Saudi donates 3 million barrels of crude oil to Yemen

Share:

Top oil exporter Saudi Arabia has donated 3 million barrels of crude oil to impoverished southern neighbour Yemen, the state news agency Saba reported on Wednesday.

“King Abdullah has instructed to provide 3 million barrels of crude oil in donations to Yemen,” the poorest Arab country’s oil minister, Amir al-Aidarous, was quoted as saying.

A blast on the small, non-OPEC producer’s main pipeline in March, for which angry tribesmen were suspected, has stopped the flow of crude, leaving its biggest Aden refinery dry and leading to fuel shortages across the country.

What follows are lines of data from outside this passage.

PR #602, opened 2024-02-14
[ESSI-1939] fix PDF generation for image widths below 1024

aploshay:
PDF generation currently hardcodes an image width of 1024.  Our IIIF image server returns a 403 if you try to render an image at great than 100% width, which breaks the PDF generation that page if the image is too narrow, and broken generation of any page breaks PDF generation for the entire work.

This changes the IIIF request to send a image width value of:
* if the image is at least 1024 wide: 1024, as before
* if the image is narrower: the actual image width

Further details:
* added more error catching and logging
* if image width is _missing_ from indexed characterization results, it attempts to (re-)call characterization -- first directly, just to get the width value and use it, and subsequently spawning the job


randalldfloyd (approved):
Seems right on inspection; didn't pull/test locally, probably easier with knows use cases once deployed to devel.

With no crude flow, Yemen increased its imports of oil products , but al-Aidarous was reported as saying that cash problems had stopped shipments.

“The spot purchase of oil derivatives stopped as companies refused to sell, because the finance ministry and the central bank could not pay the amount required,” he said.

Yemen President Ali Abdullah Saleh was wounded on Friday when rockets struck his Sanaa place, in what officials said was an assassination attempt.

Over 200 people have been killed and thousands have fled in the past two weeks as fighting has intensified. Angry demonstrators have been demanding Saleh’s departure for five months.

l-Aidarous said he expected the first crude shipment to land in the port of Aden, home to Yemen’s 130,000 barrel per day refinery, carried by a Yemeni vessel that will load from Yanbu, on the Red Sea coast of Saudi Arabia.

The crude will be refined at Yemeni refineries, he added.

Sources said in May that Yemen was in talks with Saudi Arabia to buy up to 2 million barrels of crude oil.

An industry source, who declined to be named, told Reuters the crude allocated would be Arab Light and could be delivered between this month and July.

Non-OPEC producer Yemen had a total crude oil output of around 260,000 bpd in 2010. Around 110,000 bpd of that is light crude, which is in short supply globally after Libyan output came to a virtual standstill due to a revolt there.